▶ Records shown:
Issue #2355, opened 2025-08-04
Preconditions: environment variable substitution stopped working


christophberger:
### Description

A Taskfile that worked fine for months is now failing when trying to evaluate an environment variable within a precondition.

This Taskfile works:

```yaml
version: "3"

env:
  PORT: 1313

tasks:
  port:
    cmds:
      - echo $PORT
```

Output:

```
> task port
task: [port] echo $PORT
1313
```

This one fails:

```yaml
version: "3"

env:
  PORT: 1313

tasks:
  noserverrunning:
    preconditions:
      - sh: "! nc -z localhost $PORT"
        msg: Port $PORT is not available.
  port:
    deps:
      - noserverrunning
    cmds:
      - echo $PORT
```

Output:

```
> task port
task: Port $PORT is not available.
task: precondition not met
```

Expected (if the precondition isn't met): `Port 1313 is not available.`

The Taskfile has been the same for months, but when I used it today, it started failing. Hence I assume it's a bug. 

### Version

3.44.1

### Operating system

macOS Sequoia 15.5

### Example Taskfile

```YAML
version: "3"

env:
  PORT: 1313

tasks:
  noserverrunning:
    preconditions:
      - sh: "! nc -z localhost $PORT"
        msg: Port $PORT is not available.
  port:
    deps:
      - noserverrunning
    cmds:
      - echo $PORT
```

vmaerten:
Hello ! 
You need to use the go templating system : 

```yml
version: "3"

env:
  PORT: 1313

tasks:
  noserverrunning:
    preconditions:
      - sh: "! nc -z localhost {{.PORT}}"
        msg: Port {{.PORT}} is not available.
  port:
    deps:
      - noserverrunning
    cmds:
      - echo {{.PORT}}
```

christophberger:
Thanks @vmaerten, I'll try this, but can you tell my why my version worked fine until just recently?

christophberger:
Unfortunately, `{{.PORT}}` doesn't seem to work inside the `sh` command string (I tested the string with and without double quotes). I always get "Port 1313 is not available" even though no server listens on this port.

christophberger:
[As per the docs](https://taskfile.dev/usage/#environment-variables), using `$VAR` syntax is valid for environment variables: 

```yaml
version: '3'

env:
  GREETING: Hey, there!

tasks:
  greet:
    cmds:
      - echo $GREETING
```

christophberger:
[...]

PR #2360, opened 2025-08-07
feat: add native core utils to improve compatibility on windows

### LINKED ISSUE #197: Support built-in shell commands for an improved Windows support
For cross-platform usage, some built-in commands will helpful.

andreynering:
TODO:

- [ ] Wait for Go v1.25 launch, because we support the latest two Go major versions and this requires Go 1.24
- [ ] Update documentation to mention the `TASK_USE_GO_CORE_UTILS` env setting

---

This PR makes Task start using some core utils from the [u-root](https://github.com/u-root/u-root) project so we can have a much improved compability on Windows.

Although it should work most of the time, it's important to know that there might be small implementation differences between GNU or macOS core utils and these Go-implemented ones. Because of this, I decided to only enable it by default on Windows for now, but you can still control that:

* If a `TASK_USE_GO_CORE_UTILS` is set to either `0` (disabled) or `1` (enabled), this will be respected no matter the operating system.
* Otherwise, it is enabled by default on Windows but not on the other operating system.
* When not enabled, it simply means it will use the system core utils if available, or fail otherwise.

Available core utils More can be added with time):

* base64
* cat
* chmod
* cp
* find
* gzip
* ls
* mkdir
* mktemp
* mv
* rm
* shasum
* tar
* touch
* xargs

---

* Closes #197


fgimian:
Go 1.25.0 is out now. 🚀

andreynering:
This is now ready to Go.

I made the env shorter, just `TASK_CORE_UTILS`.

I wrote a blog post which can be previewed on [this link](https://deploy-preview-2360--next-taskfile.netlify.app/blog/windows-core-utils).

fgimian:
Super excited about this being merged and released, thank you so much @andreynering!!! 😄

pd93 (approved):
Amazing work! So good to finally see this land 🚀

internal/execext/coreutils.go
```diff
@@ -0,0 +1,20 @@
...
+var useGoCoreUtils bool
+
+func init() {
+	// If TASK_CORE_UTILS is set to either true or false, respect that.
+	// By default, enable on Windows only.
+	if v, err := strconv.ParseBool(env.GetTaskEnv("CORE_UTILS")); err == nil {
+		useGoCoreUtils = v
+	} else {
+		useGoCoreUtils = runtime.GOOS == "windows"
+	}
```
vmaerten, line 19: Should this be configurable via the `taskrc.yml` file? (Similar to what we discussed on Discord)

go.mod
```diff
@@ -28,6 +28,7 @@ require (
 	golang.org/x/sync v0.16.0
 	golang.org/x/term v0.34.0
 	gopkg.in/yaml.v3 v3.0.1
+	mvdan.cc/sh/moreinterp v0.0.0-20250807215248-5a1a658912aa
 	mvdan.cc/sh/v3 v3.12.0
```
vmaerten, line 32: I'm not sure what Task's guideline is on referencing unreleased libraries. Do we need to wait until it's officially released (e.g., tagged on GitHub) ?

vmaerten (commented):
Finally 🚀
I’ve left some questions.

go.mod
pd93: I don't see this as a huge issue. We've imported `golang.org/x/exp` in the past when we wanted to try out `slices`/`maps` before they were in the std lib.

We just have to be a bit more careful when updating.

vmaerten: Oh! So we could just use the latest version to fix the issue that’s impacting us?
I am talking about https://github.com/go-task/task/issues/2355 that has been fixed in the upstream but not released yet

pd93: If we're super keen to get a fix out and it passes all our tests, then I'm not against it. Let's get @andreynering's thoughts too though.

internal/execext/coreutils.go
andreynering: Probably yes.

Do you think it's better to on this PR or later on a separate one? I know some changes still weren't merged to `main`.

vmaerten: I think we can do this on a separate one :)

go.mod
andreynering: A bit of history here...

Me and @mvdan had some issues tagging a version on `mvdan.cc/sh/moreinterp` because the project uses a vanity domain (`mvdan.cc`), and some temporary misconfiguration messed with Go's proxy cache. Until we figure out how to address that, we agreed that tagging a commit is fine for now.

When it comes to the interpreter itself (`mvdan.cc/sh/v3`), I'd prefer to pin tags if possible, but if a given bug is more serious nothing stops us from pinning a commit temporarily so we can release the fix for our users.

vmaerten: Thanks a lot for the explaination! 
Fine to me!

PR #2362, opened 2025-08-10
build: publish deb and rpm to cloudsmith

vmaerten:
I’ve created a team, and we’re using the Open Source free tier, which should be sufficient for our needs!
I’ve added the `CLOUDSMITH_TOKEN` as a secret variable in the GitHub Actions workflow.

I haven’t been able to test it yet, but according to Cloudsmith, we can use `any-version` since our binary is statically compiled.

I haven’t updated the documentation yet because the website is being rewritten. Also, I wanted to test how it works first before making any updates.

### DIFF
--- a/.goreleaser.yml
+++ b/.goreleaser.yml
@@ -135,3 +135,19 @@ winget:
           owner: microsoft
           name: winget-pkgs
           branch: master
+
+cloudsmiths:
+  - organization: "task"
+    repository: "task"
+    formats:
+      - deb
+      - rpm
+    distributions:
+      deb:
+        - "ubuntu/any-version"
+        - "debian/any-version"
+      rpm:
+        - "el/any-version"
+        - "fedora/any-version"
+    component: main
+    republish: true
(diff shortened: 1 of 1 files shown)


.goreleaser.yml
```diff
@@ -135,3 +135,19 @@ winget:
...
           name: winget-pkgs
           branch: master
+
+cloudsmiths:
+  - organization: "task"
+    repository: "task"
+    formats:
+      - deb
+      - rpm
+    distributions:
```
andreynering, line 146: What about Alpine?

AFAIK `go-task` is published officially there, so maybe not needed, but asking anyway.

In theory would allow users to have a new release sooner.

andreynering (approved):
Thank you for setting this up!

.goreleaser.yml
vmaerten: We could add it indeed!  I’d say the more things we handle ourselves, the better it’ll be.

andreynering: Yeah, I think we can add to test, and if anything we can just not document it.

▶ About this task:
Say how many lines of these records hold the string "being", giving the number and no other words.

▶ Answer for the task:
2